KRISHNAMURTI: Knowledge, thinking and ordering the thought as ideas. So we are asking: is virtue the outcome of planning? Obviously it is not. The moment your life is planned according to a pattern then you are not living, you are merely conforming to a certain standard and therefore that conformity leads to contradiction in oneself. The “what is” and the “what should be”, that breeds contradiction and therefore conflict. That very conflict is the source of disorder. So order, virtue, goodness is in the moment of the now. And therefore it is free of the past. That freedom can be relative.
Naudé: How do you mean?
KRISHNAMURTI: One may be conditioned by the culture in which one lives, by the environment and so on. One either frees oneself totally from all the conditioning and therefore is absolutely free; or there may be partial unconditioning.

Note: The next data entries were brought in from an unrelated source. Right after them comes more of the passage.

PR #33, opened 2021-11-10
Update rollup node readme, replicator -> p2p spec

protolambda:
Reorganize rollup-node specifications, start on p2p doc.

**Description**

- Update rollup node readme (overview of services)
- Replace sequencer replicator by p2p approach
- Network spec


components/rollup_node/p2p_interface.md
```diff
@@ -0,0 +1,206 @@
+# P2P Interface
+
+This peer-to-peer (P2P) network service in the rollup node is optional,
```
norswap, line 3: Isn't it also used by all nodes to forward L2 nodes acquired from L1 to the execution engine?

norswap: I think there should a paragraph explaining what the p2p interface does (e.g. discover peers (& who those are), propagate new L2 sequence blocks, L1 blocks, ...).

I'll also echo my other comment that "P2P Interface" is a sub-optimal name -- an interface is not a component and the organization of the doc is pretty much listing components at the moment. Maybe "P2P layer" or "networking layer"?

Also, this doesn't really describe an interface, but rather the internal organization of sub-components whose interface is specified in other external documents!

components/rollup_node/p2p_interface.md
```diff
@@ -0,0 +1,206 @@
...
+- `PeerID`: a LibP2P specific ID derived from the pubkey (through protobuf encoding, typing and hashing)
+- `NodeID`: a Discv5 specific ID derived from the pubkey (through hashing, used in the DHT)
+- `Multi-address`: an unsigned address, containing: IP, TCP port, PeerID
+- `ENR`: a signed record used for discovery, containing: IP, TCP port, UDP port, signature (pubkey can be derived) and L2 network identification. Generally encoded in base64.
+
+### Discv5
+
+#### Structure
+
+The Ethereum Node Record (ENR) for an Optimism rollup node must contain keyed values:
```
norswap, line 32: What do you mean by "keyed" here?

components/rollup_node/p2p_interface.md
```diff
@@ -0,0 +1,206 @@
...
+
+- An IPv4 address (`ip` field) and/or IPv6 address (`ip6` field).
+- A TCP port (`tcp` field) representing the local libp2p listening port.
+- A UDP port (`udp` field) representing the local discv5 listening port.
+- An Optimism (`optimism` field) L2 network identifier
+
+The `optimism` value is encoded as the concatenation of:
+- chain ID (`varint`)
+- fork ID (`varint`)
```
norswap, line 41: We probably want to explain / link to what those are.

It would also be interestig to know why Optimism needs those.

- chain ID: I don't really know how discv5 works, but I'm assuming these mesages will intermingle with discv5 messages sent by L1 nodes and this value signals L2 capabilities?
     - does the presence of the optimism identifier signals that the node should not receive L1 messages, or will it receive both L1 and L2 messages?
- fork ID: why does L2 need this but not L1?

components/rollup_node/p2p_interface.md
```diff
@@ -0,0 +1,206 @@
...
+
+Note that DiscV5 is a shared DHT: the L1 consensus and execution nodes, as well as testnet nodes,
```
norswap, line 43: introduce Distributed Hash Table acronym

components/rollup_node/p2p_interface.md
```diff
@@ -0,0 +1,206 @@
...
+and even external IOT nodes, all communicate records in this large common DHT.
```
norswap, line 44: IOT = internet of things? what are those in this context?

components/rollup_node/p2p_interface.md
```diff
@@ -0,0 +1,206 @@
...
+
+The discovery process in Optimism is a pipeline of node records:
```
norswap, line 46: Explicitly mention what should be read in order to be able to understand this explanation (the DiscV5 spec?)

components/rollup_node/p2p_interface.md
```diff
@@ -0,0 +1,206 @@
...
+#### Protocol negotiation
+
+[Multistream-select 1.0][multistream-select] (`/multistream/1.0.0`) is an interactive protocol
+used to negotiate sub-protocols supported in LibP2P peers. Multistream-select 2.0 may be used in the future.
+
+#### Identify
+
+LibP2P offers a minimal identification module to share client version and language.
+This is optional and can be disabled for enhanced privacy.
+It also includes the same protocol information, which can speed up initial connections.
```
norswap, line 85: Not sure what that last sentence means.

Are there other advantages in sharing client version & language? (btw language? programming language??)

components/rollup_node/p2p_interface.md
norswap: Actually, an API or programmatic interface to this component would be a really useful thing to have here.

norswap:
Some preliminary comments! I'll need to read the various networking specs to go more in-depth on this.

norswap (commented):
Some preliminary comments! I'll need to read the various networking specs to go more in-depth on this.

components/rollup_node/README.md
```diff
@@ -1,62 +1,109 @@
...
+## Services
 
-| Node Type \ Component | Execution Engine | Rollup Driver | Sequencer Replicator | Block Producer | Batch Submitter |
-|-----------------------|------------------|----------------------|----------------------|----------------|-----------------|
-| Verifier  | X                | X                    | optional                    |                |                 |
-| Sequencer             | X                | X                    |                      | X              | X               |
+### L2 Execution Engine
 
-## Components
+The [Execution Engine][exec-engine] (EE) is *separated from the rollup node*, following the separated consensus/execution layer design of L1.
```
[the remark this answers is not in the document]
protolambda: No, meant to say separate from the node. The client-bindings to the engine are part of the node, but the engine itself is very much a thing that runs on its own.

And it does explain what the engine does, but a bit implicit; it follows the Consensus-execution split of L1, i.e. it does all the same execution tasks as an engine would do for L1. The few differences are then explained below. Will add some clarification.

components/rollup_node/README.md
```diff
@@ -1,62 +1,109 @@
...
+The consensus-layer of Optimism.
+
+This design mirrors the separation of L1 consensus- and execution-layer to L2,
+for maximum compatibility and minimal complexity.
 
 ## Summary
 
-The Rollup Node is a consensus client that determines the latest state of the rollup. It reads state from L1, and possibly the sequencer, to compute the L2 state. The [block generation spec][block-gen] defines the rules by which L1 state is converted into L2 blocks.
+The Rollup Node is a consensus client that tracks the rollup:
+- Fork-choice: following L1
```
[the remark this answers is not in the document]
protolambda: This is the summary part, shorter is better. Will clarify it just a bit, but don't think this is the right place to explain forkchoice in-depth.

components/rollup_node/README.md
```diff
@@ -1,62 +1,109 @@
...
+- Input Data: deposits and sequencer data extracted from L1
+- Latest blocks: optimistically via L2 p2p, overrideable by L1
+
+The input data and forkchoice information collected from L1 (and optimistically via p2p)
```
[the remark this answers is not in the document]
protolambda: >  optimically because we don't wait for L1 confirmations?

Exactly

> "via p2p": as-is it's more confusing than nothing - should expand or remove

Again, this is the shortest summary on top of readme doc. This is not the place to go in-depth about p2p stack. And yes, that's exactly what it means: use the p2p interface to float around these blocks. I'll change it to "propagate optimistically via p2p interface", hope that helps.

components/rollup_node/README.md
```diff
@@ -1,62 +1,109 @@
...
 
-The sequencer replicator connects directly to the sequencer. It requests pending L2 blocks which have not yet been batch submitted, and inserts them into the tip of the local EE.
+### Block Producer
 
-These blocks are marked in the EE as not yet confirmed on L1. Replicating verifiers still run a CL, which will later mark them as L1-confirmed within the EE.
+The [Block Producer][block-producer] is an optional service to run as sequencer, *within the rollup node*,
+to progress the L2 state in advance of batch submission.
 
-### [Block Producer][block-producer]
+When tasked to produce a new rollup block, the rollup node adds `PayloadAttributesV1` to the `engine_forkchoiceUpdated`
```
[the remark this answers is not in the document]
protolambda: It's using the naming from the Engine API specification, I'll add a note to look there.

components/rollup_node/README.md
```diff
@@ -1,62 +1,109 @@
...
-These blocks are marked in the EE as not yet confirmed on L1. Replicating verifiers still run a CL, which will later mark them as L1-confirmed within the EE.
+The [Block Producer][block-producer] is an optional service to run as sequencer, *within the rollup node*,
+to progress the L2 state in advance of batch submission.
 
-### [Block Producer][block-producer]
+When tasked to produce a new rollup block, the rollup node adds `PayloadAttributesV1` to the `engine_forkchoiceUpdated` 
+call to instruct the engine to start sequencing a block of pending contents from the transaction pool.
 
-The block producer service is run by the sequencer to progress the L2 state in advance of batch submission. The block producer repeatedly calls `engine_preparePayload` to get a new L2 block and then uses `engine_executePayload` to insert the resulting block into the state. When new L1 blocks appear, it passes the corresponding deposit transactions to `engine_preparePayload`.
+This execution block is then retrieved with `engine_getPayload`, to then be pushed to L1 for availability,
```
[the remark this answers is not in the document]
protolambda: A L2 block is the same as an execution payload. It's up to the batch-submitter to combine the blocks efficiently in transactions to the data-layer. The packing is not the job of the producer, but the general idea that it will be published on both L1 (data avail) and L2 (p2p) is there. I'll try to clarify it.

components/rollup_node/README.md
```diff
@@ -1,62 +1,109 @@
...
+The [P2P Interface][p2p-interface] service enables verifiers to stay in sync with the tip of the rollup with lower latency, and sequencers to distribute the server work.
+
+Staying in sync with the tip requires rollup nodes to learn about data more directly, faster than the L1 can make them available.
+
+This is solved with an optimistic process:
+1. Sequencer publishes the L2 block through a lightweight L2 P2P network (single gossip topic)
+2. Verifier listens on the P2P network, verifies sequencer signature, and applies the block to their L2 EE.
+3. If the data cannot be confirmed on L1, or if conflicting data is confirmed, then the bad L2 block is reorganized away.
+
+The amount of L2 blocks that can be optimistically applied to the L2 EE is constrained by the supported reorg-depth by the execution engine:
```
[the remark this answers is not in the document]
protolambda: I will try to make it clearer, but I think specs should keep things brief where possible, this is just a small detail.

components/rollup_node/README.md
```diff
@@ -1,62 +1,109 @@
...
+The [Batch Submitter][batch-submitter] service takes a queue of locally produced payloads,
+and submits the corresponding transactions in batches to L1.
 
 The batch submitter encodes these transactions based on the rules of [block generation][block-gen], effectively as the reverse of the process carried out by the rollup driver. As a result:
 - Blocks previously inserted by the Block Producer into the Sequencer's EE will now appear in L1 Verifiers' EEs.
-- Blocks marked as sequencer-confirmed in both the Sequencer and in Replicating verifiers will now be marked as L1-confirmed.
+- Blocks marked as sequencer-confirmed in both the Sequencer and in Replicating verifiers will now be recognized as L1-confirmed.
+
+### P2P Interface
+
```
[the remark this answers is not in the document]
protolambda: No, the p2p interface is only tasked with propagating the blocks from L2 to L2. There is no mention of L1 to L2 propagation, because that is not the goal (for L1 reading, the node can just pull it from its L1 RPC connection, which is not a form of P2P, as the node is trusted). And the intention is not to replace "following L1", but to stay closer to the head of the L2, and defer verification with L1 to when the data actually gets on L1.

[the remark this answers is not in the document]
protolambda: I'll try clarify the trust model of L1 vs L2 more here

components/rollup_node/README.md
```diff
@@ -1,62 +1,109 @@
...
+[EIP-2718]: https://eips.ethereum.org/EIPS/eip-2718
+[EIP-4396]: https://eips.ethereum.org/EIPS/eip-4396
 [block-gen]: ./components/rollup_node/block_gen.md
 [exec-engine]: ./exec_engine.md
 [rollup-driver]: ./consensus_layer.md
-[sequencer-replicator]: ./sequencer_replicator.md
 [block-producer]: ./block_producer.md
-[batch-submitter]: ./batch_submitter.md
\ No newline at end of file
+[batch-submitter]: ./batch_submitter.md
```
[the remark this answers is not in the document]
protolambda: Added clarfication about the P2P optionality and L1 serving the worst-case. P2P-interface is not the best name, but at least it clearly distinguishes from the other parts of the rollup-node. And I strongly dislike the "sequencer-replicator" terminology, as there should not be a requirement for a direct connection to the sequencer to replicate its state.

components/rollup_node/p2p_interface.md
protolambda: > Isn't it also used by all nodes to forward L2 nodes acquired from L1 to the execution engine?

No it's not, P2P is not the same as the engine RPC. Nodes talking to eachother are not regarded as P2P communication in L1 specs, because the relation is fully trusted in the case of RPC, and it's the opposite in P2P.

The "p2p-interface" name is indeed sub-optimal, but already used on L1, so I don't see why we should re-invent the naming here when it's functionally the same.

components/rollup_node/p2p_interface.md
protolambda: key-value pairs; each value is identified by a unique key

protolambda: I'll change it to key-value pairs if that reads better

components/rollup_node/p2p_interface.md
protolambda: > We probably want to explain / link to what those are.

`varint` is very standard, it's very common in language standard libraries, and part of protobuf (google encoding). I'll reference that. The idea is to save some bytes for something that technically can be 256 bits, but generally is < 1 byte.

> I'm assuming these mesages will intermingle with discv5 messages sent by L1 nodes and this value signals L2 capabilities? 

Exactly. The DHT is more secure the bigger it is (harder to censor searching paths, more capacity), so the discovery layer is designed to be shared between protocols (already in use by both Eth1, Eth2, and the portal network in the future)

L1 has its own versioning system. Eth2 uses Forkdigests (4 bytes of hashed versioning data), and Eth1 uses an ugly combination of chain IDs, network IDs that are supposed to match, and devp2p protocol versions. In the case of this L2 we want to not collide with others (possibly copies of optimism, or just our own testnets) and support breaking changes with future upgrade, without changing the identity of the network, so it will need to contain the chain ID as well as a versioning identifier. We could hash those together like Eth2 does, but it only becomes less readable that way.

components/rollup_node/p2p_interface.md
protolambda: The discv5 spec itself does not even define the acronym, because it is assumed to be common knowledge to the reader. I'm happy to add it, but I don't think every acronym is bad.

components/rollup_node/p2p_interface.md
protolambda: yes, home devices that might want to talk to each other without servers are one of the non-blockchain use cases.

components/rollup_node/p2p_interface.md
protolambda: The discovery v5 spec is maybe too technical. The interface of the Go implementation is a good practical reference I'll add

components/rollup_node/p2p_interface.md
protolambda: Programming language yes. If you work with multiple p2p implementations, it narrows down bugs and weird behavior: very useful debug information. Similarly for the client-version, we can identify which version of the code was affected when we find a bug in external nodes that we have otherwise not much insight into.

components/rollup_node/README.md
```diff
@@ -1,62 +1,109 @@
 # Rollup Node
 
-The consensus module of Optimistic Ethereum.
+The consensus-layer of Optimism.
```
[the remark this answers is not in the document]
protolambda: We should discuss the naming. We can call it Optimistic Ethereum, but it's not a standard if it doesn't go through the same standardization process as other things. And I'm happy with the Optimism brand.

components/rollup_node/README.md
```diff
@@ -1,62 +1,109 @@
...
+- Input Data: deposits and sequencer data extracted from L1
+- Latest blocks: optimistically via L2 p2p, overrideable by L1
+
+The input data and forkchoice information collected from L1 (and optimistically via p2p)
+are then forwarded to the execution-layer, also known as "execution engine",
+via the standard [Engine API][engine-api].
+
+The design is minimalist:
+- The rollup consensus-layer is largely derived from L1 properties, enabling a simple and stateless L2 consensus.
+- The rollup execution-layer is largely shared with L1, equivalent in all ways except the addition of rollup-deposits.
```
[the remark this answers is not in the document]
protolambda: It's the same VM, with different configuration. And I definitely think we should upgrade to London when 1.0 lands (or earlier).

components/rollup_node/README.md
```diff
@@ -1,62 +1,109 @@
...
 
-1. **Sequencer**: Accepts user-sent and deposit transactions, orders them into L2 blocks, and submits them to L1 in batches. Provides RPC access to pending L2 blocks in advance of L1 submission.
-2. **Verifier**: Watches L1 feeds, reconstructs L2 block inputs, and inserts them into the EE to determine the canonical L2 state. May also track pending sequencer state, in some configurations.
+1. **Sequencer**: Accepts user-sent and deposit transactions, orders them into L2 blocks, and submits them to L1 in batches.
+2. **Verifier**: Watches L1 feeds, reconstructs L2 block inputs, and inserts them into the EE to determine the canonical L2 state.
+
+**Both** update their coupled execution-engine with L2 blocks and fork-choice instructions, to maintain their view of the rollup state.
+
+Optionally the sequencer(s) may share the L2 blocks via the L2 p2p network before the L1 can confirm them,
+which verifiers can optionally use to sync to the very tip (marked "unsafe" in JSON-RPC) of the rollup.
```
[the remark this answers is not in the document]
protolambda: Thought this was discussed in earlier spec discussion / PRs / calls,  but good idea to put a reference to offical specs here.

How I plan to mirror L1:
* unsafe - not confirmed yet
* safe - confirmed on L1
* finalized - undisputed

"latest" will be an alias to "safe" after the Merge upgrade on L1, and "unsafe" is introduced to deal with the blocks that have e.g. 1% of the attesters voting on it, and will get more votes later, but aren't so secured yet.

See https://github.com/ethereum/execution-apis/blob/main/src/engine/specification.md#forkchoicestatev1

components/rollup_node/README.md
```diff
@@ -1,62 +1,109 @@
...
+This enables permissionless L1-like latency for users, but not canonical until available on the L1.
```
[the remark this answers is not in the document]
protolambda: "finalized" would be confusing with both the other field of the forkchoice instruction ("finalizedBlockHash"), as well as the event of finality, which is not what matters here. The "latest" should be safe enough to use. It might still reorg, but is unlikely to. I'll change the wording to clarify this.

components/rollup_node/README.md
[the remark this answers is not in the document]
maurelian: A bit of a bikeshed. I propose we discuss elsewhere.

karlfloersch (approved):

components/rollup_node/p2p_interface.md
norswap: I'd personally never heard of `varint` before. A quick google search seems to show it's indeed a protobuf concept that has spread a bit.

There is a good definition [here](https://go.dev/src/encoding/binary/varint.go) for anyone reading. I think at minimum we should link to that.

We could also just remove the annotation, since we're simply inheriting another spec and this is an explanation of what it mandates. It would also be more consistent, since we don't specify for instance how the IPs are encoded.

components/rollup_node/p2p_interface.md
norswap: Make sense! In general, I'd avoid acronyms that have not been previously introduced.

components/rollup_node/p2p_interface.md
norswap: I see, thanks. Why is it "the same protocol information" vs "protocol version information" or something like that?

norswap:
Rebase on top of master (as this had merge conflicts).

Naudé: Yes, get rid of one set of conditions . . .
KRISHNAMURTI: . . . and fall into another.
Naudé: Or just discard one set like Christianity and its taboos.
KRISHNAMURTI: So that slow discarding may appear orderly, but it is not; because the slow peeling off of conditioning may temporarily give the appearance of freedom, but is not absolute freedom.
Naudé: Are you saying that freedom is not the result of a particular operation with regard to one conditioning or another?
KRISHNAMURTI: That’s right.
Naudé: You have said that freedom is at the beginning and not at the end. Is that what you mean?
KRISHNAMURTI: Yes, that’s it. Freedom is now, not in the future. So freedom, order, or goodness, is now, which expresses itself in behaviour.
Naudé: Yes, else it has no meaning.
KRISHNAMURTI: Otherwise it has no meaning at all. Behaviour in relationship not only with a particular individual, who is close to you, but behaviour with everybody.
Naudé: In the absence of all those elements of the past which make most people behave, what will make us behave? This freedom seems to so many people such a disincarnate thing, such a bleak sky, such an immaterial thing. What is it in that freedom which will make us behave in the world of people and events with order?
KRISHNAMURTI: Sir, look. We said in the last conversation that I am the world and the world is me. We said the consciousness of the world is my consciousness. My consciousness is the world’s consciousness. When you make a statement of that kind, either it is purely verbal and therefore has no meaning at all, or it is something actual, living, vital. When one realises that it is vital, in that realisation is compassion—real compassion, not for one or two, but compassion for everybody, for everything. Freedom is this compassion, which is not disincarnate as an idea.
Naudé: As a state of withdrawal.
KRISHNAMURTI: My relationship is only in the now, not in the past, because if my relationship is rooted in the past I am not related now. So freedom is compassion, and that comes when there is the real deep realisation that I am the world, the world is me. Freedom, compassion, order, virtue, goodness are one; and that is absolute. Now what relationship has non-goodness—which has been called evil, sin, original sin—what relationship has that with this marvellous sense of order?
Naudé: Which is not the product of thinking, of civilisation, of culture.
KRISHNAMURTI: What is the relationship between the two? There is none. So when we move away from this order—move away in the sense of misbehave—does one enter into the field of evil, if we can use that word? Or is evil something totally apart from the good?
Naudé: Whether deviation from the order of goodness is already an entry into the field of evil, or can these two not even touch at all?
KRISHNAMURTI: That’s right. I may misbehave. I may tell a lie. I may consciously or unconsciously hurt another, but I can clear it. I can wipe it away by apologising, by saying “forgive me”. It can be done immediately.
Naudé: It can be ended.
KRISHNAMURTI: So I am finding out something, which is: the non-ending of it, carrying it over in one’s mind day after day, as hate, as a grudge . . .
Naudé: . . . guilt, fear . . .
KRISHNAMURTI: . . . does that nourish the evil? You follow?